**EXERCISE MATERIALS**.
^^^^^^^^
PR #1178, opened 2016-10-22
Revert "Binary stream optimizations"

File14:
Reverts Nukkit/Nukkit#1122

Because this breaks Synapse when logging into a server. I crash when the chunks are being loaded sort of.


NycuRO:
I don't have this issue.

File14:
@NycuRO I do, by reverting this I can join my server again without crashing(Synapse).

NycuRO:
I don't have this issue man. What error you have?

File14:
There is no error.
^^^^^^^^
**TASK TO CARRY OUT**. Could you write out, unchanged, the line with "Because this breaks" and every line after it in the data above?

**TASK ANSWER**.
Because this breaks Synapse when logging into a server. I crash when the chunks are being loaded sort of.


NycuRO:
I don't have this issue.

File14:
@NycuRO I do, by reverting this I can join my server again without crashing(Synapse).

NycuRO:
I don't have this issue man. What error you have?

File14:
There is no error.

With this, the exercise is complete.